[What you are asked to do] Return every line from the records below with the string "static".

Stored data entries:
PR #347, opened 2025-12-30
fix(test): rescue BVG radar test with near-future timestamp

KristjanESPERANTO:
BVG's radar API returns empty movements for timestamps too far in the future. The test used createWhen() which calculates "next Monday 10am", causing the API to return no vehicle data.

Solution: Use +1 hour timestamp for E2E tests (live API), keep standard `when` for integration tests (matches existing fixtures):

```js
    const radarWhen = process.env.VCR_MODE && !process.env.VCR_OFF
      ? when
      : new Date(Date.now() + 60 * 60 * 1000);
```

### DIFF
--- a/test/e2e/bvg.js
+++ b/test/e2e/bvg.js
@@ -384,16 +384,28 @@ tap.test('stop', async (t) => {
 });
 
 tap.test('radar', async (t) => {
+	// BVG's radar API doesn't return movements for timestamps too far in the
+	// future. For E2E tests, use a near-future timestamp (1 hour). For integration
+	// tests, use the standard `when` to match existing fixtures.
+	const radarWhen = process.env.VCR_MODE && !process.env.VCR_OFF
+		? when
+		: new Date(Date.now() + 60 * 60 * 1000);
+	const radarValidators = createVbbBvgValidators({when: radarWhen});
+	const validateRadar = createValidate(radarValidators.cfg, {
+		movement: radarValidators.validateMovement,
+	});
+
 	const res = await client.radar({
 		north: 52.52411,
 		west: 13.41002,
 		south: 52.51942,
 		east: 13.41709,
 	}, {
-		duration: 5 * 60, when,
+		duration: 5 * 60,
+		when: radarWhen,
 	});
 
-	validate(t, res, 'radarResult', 'res');
+	validateRadar(t, res, 'radarResult', 'res');
 	t.end();
 });
 


test/e2e/bvg.js
```diff
@@ -384,16 +384,20 @@ tap.test('stop', async (t) => {
...
 tap.test('radar', async (t) => {
+	// BVG's radar API doesn't accept timestamps too far in the past,
+	// so we don't pass `when` and just validate the structure
 	const res = await client.radar({
 		north: 52.52411,
 		west: 13.41002,
 		south: 52.51942,
 		east: 13.41709,
 	}, {
-		duration: 5 * 60, when,
```
derhuerst, line 393: Unfortunately, this change [breaks the integration tests](https://github.com/public-transport/hafas-client/actions/runs/20606497620/job/59183256721?pr=347#step:6:361).

The integration tests are the E2E tests, except that they are run against a prerecorded set of HTTP responses, and the HTTP requests need to (understandably) match exactly, so a deterministic/static `when` needs to be included. This is why `createWhen()` uses `T_MOCK` if `VCR_MODE` is defined, and just uses `Date.now()` otherwise.

derhuerst (changes requested):

test/e2e/bvg.js
derhuerst: TLDR: With the E2E tests (`npm run test-e2e`), this test should *already* run with `Date.now()`. And because the integration tests (`npm run test-integration`) run against previously-recorded HTTP response fixtures, it doesn't matter that the BVG API wouldn't be able to handle the hard-coded `T_MOCK` value (because it is too far in the past).

KristjanESPERANTO: Oh, why I didn't catch that the integration tests failed? :facepalm: 

The issue is that even though `createWhen()` correctly uses `Date.now()` in E2E mode, it calculates "next Monday 10am" from that, which is a **future** timestamp. BVG's radar API doesn't return movements for future dates.

I've made the test mode-aware: integration tests use `when` with full validation (fixtures), E2E tests omit `when` to get current vehicle data.

Updated commit and PR description. What do you think?

derhuerst: The current implementation does not test if `radar()`'s `opt.when` parameter works. Instead, we could pass a `when` that is less far in the future (e.g. in 1 hour).

However, I'm fine with merging this, it is good enough IMHO.

KristjanESPERANTO: Done! Used +1h for E2E tests as suggested :smiley:

derhuerst: Thanks!

derhuerst (approved):

PR #546, opened 2023-11-27
fix: auto re-request approval once dismissed [JENKINS-63668]

meiswjn:
This PR resolves JENKINS-63668. If a job fails because a script is not approved, it automatically re-requests the approval.

### Testing done

```[tasklist]
### Submitter checklist
```

### DIFF
--- a/src/main/java/org/jenkinsci/plugins/scriptsecurity/scripts/ScriptApproval.java
+++ b/src/main/java/org/jenkinsci/plugins/scriptsecurity/scripts/ScriptApproval.java
@@ -641,7 +641,10 @@ public class ScriptApproval extends GlobalConfiguration implements RootAction {
         }
         ConversionCheckResult result = checkAndConvertApprovedScript(script, language);
         if (!result.approved) {
-            // Probably need not add to pendingScripts, since generally that would have happened already in configuring.
+            // Usually. this method is called once the job configuration with the script is saved.
+            // If a script was previously pending and is now deleted, however, it would require to re-configure the job.
+            // That's why we call it again if it is unapproved in a running job.
+            this.configuring(script, language, ApprovalContext.create(), false);
             throw new UnapprovedUsageException(result.newHash);
         }
         return script;
--- a/src/test/java/org/jenkinsci/plugins/scriptsecurity/scripts/ScriptApprovalTest.java
+++ b/src/test/java/org/jenkinsci/plugins/scriptsecurity/scripts/ScriptApprovalTest.java
@@ -51,7 +51,11 @@ import java.util.logging.Level;
 import static org.hamcrest.MatcherAssert.assertThat;
 import static org.hamcrest.Matchers.nullValue;
 import static org.junit.Assert.assertEquals;
+import static org.junit.Assert.assertFalse;
+import static org.junit.Assert.assertNotNull;
+import static org.junit.Assert.assertNull;
 import static org.junit.Assert.assertThrows;
+import static org.junit.Assert.assertTrue;
 import static org.junit.Assert.fail;
 
 public class ScriptApprovalTest extends AbstractApprovalTest<ScriptApprovalTest.Script> {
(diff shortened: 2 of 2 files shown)


meiswjn:
Hey @daniel-beck,
Did you have any time to look at this PR already?

Thanks!
Jan

meiswjn:
Hey @daniel-beck, perhaps you have missed this. If you do not have time, perhaps @Wadeck has time?

Wadeck:
👋 Hello Jan, currently we (Daniel and me) are both lacking time however I pinged the maintainers of this plugin to see if they have some time for this PR :)

jglick:
Everything related to `ScriptApproval` should be considered basically deprecated (do not use this system), and adjusting the UX is certainly dangerous. If @daniel-beck or @Wadeck wants to review this and take responsibility for the behavior, go ahead (and ideally get added to the maintainer list).

rsandell:
There are still plenty of usage of `ScriptApproval` outside of pipeline and where sandboxing isn't really possible. Email-ext templates for example is the first that comes to mind.

src/main/java/org/jenkinsci/plugins/scriptsecurity/scripts/ScriptApproval.java
```diff
@@ -594,15 +595,16 @@ boolean isEmpty() {
...
      * @param approveIfAdmin indicates whether script should be approved if current user has admin permissions
+     * @param ignoreAdmin indicates whether auto approval should be ignored, regardless of any configurations.
      * @return {@code script}, for convenience
      */
-    public synchronized String configuring(@NonNull String script, @NonNull Language language, @NonNull ApprovalContext context, boolean approveIfAdmin) {
+    public synchronized String configuring(@NonNull String script, @NonNull Language language, @NonNull ApprovalContext context, boolean approveIfAdmin, boolean ignoreAdmin) {
         final ConversionCheckResult result = checkAndConvertApprovedScript(script, language);
         if (!result.approved) {
-            if (!Jenkins.get().isUseSecurity() || 
+            if (!Jenkins.get().isUseSecurity() ||
```
rsandell, line 604: The boolean logic here has become too complex and unreadable, so it is very difficult to grok if the added logic is sound.

But why do you need the new parameter at all? From the description it seems like it should suffice to just set `approveIfAdmin` to `false`?

meiswjn: Hey @rsandell, thanks for the review!

I agree that it is too complex.
The reason for adding this can be found [here](https://github.com/jenkinsci/script-security-plugin/pull/546#issuecomment-1827751225).

Does this answer your question? If yes, I would improve the readbility of the boolean. If not, let's further discuss its need.

rsandell: Sorry I couldn't find @Wadeck 's comment so I am still a bit lost as to why, though I trust that there is a legitimate reeason for it I just would like to understand that reason :sweat_smile: 

If you could clean up the logic to make it more readable that would be hugely helpful :) Maybe it is just enough to reformat the code?

rsandell:
Just as an FYI I remember explicitly doing this in email-ext at least for when a template is picked up from the workspace; it will call configuring followed by using every time, which might be annoying for some admins :sweat_smile:

src/main/java/org/jenkinsci/plugins/scriptsecurity/scripts/ScriptApproval.java
meiswjn: No worries!
https://github.com/jenkinsci/script-security-plugin/pull/300#issuecomment-685495550
There you go :) Last sentence in that comment.

What ignoreAdmin does can be seen [here](https://github.com/jenkinsci/script-security-plugin/commit/3a8f7ee16ae579933ee1f6cfaf2ca356fa4875ff#diff-5ed519b7b22dea269dd4d1feeb9ba76ced885593609c49fc25e9eb429e68702fR659). When the using() function is called from a job, it will not cause scripts to be approved automatically. If the admin did set up the script, it would have already been approved on saving the configuration.

It is supposed to prevent the scenario, where an admin starts a job, not knowing that it will approve a potentially dangerous script in it.

I am reformatting it in a sec

meiswjn:
> Just as an FYI I remember explicitly doing this in email-ext at least for when a template is picked up from the workspace; it will call configuring followed by using every time, which might be annoying for some admins 😅

What would be the outcome of this scenario? I think once the script is approved, the admin does not have to do anything unless approval is revoked :)

src/main/java/org/jenkinsci/plugins/scriptsecurity/scripts/ScriptApproval.java
meiswjn: >  though I trust that there is a legitimate reeason for it I just would like to understand that reason 😅

Yes, please! I am new to this repository's source code. There is a chance that I am completely wrong with that new boolean and since this is security relevant, I totally support that you question it.

meiswjn: I tried to make it much more readable, even though not as "fancy" as before. Does this help? @rsandell

jglick:
> outside of pipeline and where sandboxing isn't really possible. Email-ext templates for example

Getting off topic, but FWIW many cases would be better handled by replacing that plugin with e.g.

```groovy
mail subject: 'Failure', …, body: """
Build broke! $BUILD_URL
"""
```

meiswjn:
Hello @rsandell,
Given that this PR is open for several months now, would you be able to provide a timeline or delegate the review?

Thanks! I appreciate your work!

rsandell:
I am very sorry for the delay, our team is quite swamped at the moment and this keeps falling between the cracks. So thanks for the reminder!
I've set a reminder so that me or someone in my team doesn't forget about it again. So when there is a calm hour we'll take a look again.

meiswjn:
> I am very sorry for the delay, our team is quite swamped at the moment and this keeps falling between the cracks. So thanks for the reminder! I've set a reminder so that me or someone in my team doesn't forget about it again. So when there is a calm hour we'll take a look again.

Thanks, @rsandell! Would you have an ETA for me?

meiswjn:
In the current state, this PR is not compatible with some of the recent implemented changes. Moving it to draft until I find some time.

PR #549, opened 2023-12-19
Overhauled `ProxyWhitelist`

jglick:
Fixes https://github.com/jenkinsci/acceptance-test-harness/issues/1444. (I guess; I do not care to run ATH locally, but anyway the problenatic code is completely rewritten so it ought to be possible to revert https://github.com/jenkinsci/acceptance-test-harness/pull/1445.) Motivated by https://github.com/jenkinsci/script-security-plugin/pull/545#discussion_r1430436534: there was some code that attempted to work around Guice cycles, but I guess it behaved nondeterministically depending on extension load order. Simplified the whole thing, which required rewriting `ProxyWhitelist` to be much simpler and not try to cache anything, and rewriting `EnumeratingWhitelist` to use a simpler cache system (replacing #180 and various other accreted patches).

[Response box]
The integration tests are the E2E tests, except that they are run against a prerecorded set of HTTP responses, and the HTTP requests need to (understandably) match exactly, so a deterministic/static `when` needs to be included. This is why `createWhen()` uses `T_MOCK` if `VCR_MODE` is defined, and just uses `Date.now()` otherwise.
 import static org.hamcrest.MatcherAssert.assertThat;
 import static org.hamcrest.Matchers.nullValue;
 import static org.junit.Assert.assertEquals;
+import static org.junit.Assert.assertFalse;
+import static org.junit.Assert.assertNotNull;
+import static org.junit.Assert.assertNull;
 import static org.junit.Assert.assertThrows;
+import static org.junit.Assert.assertTrue;
 import static org.junit.Assert.fail;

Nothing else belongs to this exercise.